Restate each of the lines given below, word for word.
*** Given data Section Begins ***
PR #1457, opened 2025-07-24
Make rational arithmetic opaque

lowasser:
This PR makes most rational arithmetic operations `opaque`, which improves compilation performance (avoiding expansion) and improves goal readability (since expanded rational operations tend to be extremely convoluted), so most goals will be phrased e.g. in terms of `add-Q` etc.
*** Given data Section Ends ***
◆ Problem solution:
PR #1457, opened 2025-07-24
Make rational arithmetic opaque

lowasser:
This PR makes most rational arithmetic operations `opaque`, which improves compilation performance (avoiding expansion) and improves goal readability (since expanded rational operations tend to be extremely convoluted), so most goals will be phrased e.g. in terms of `add-Q` etc.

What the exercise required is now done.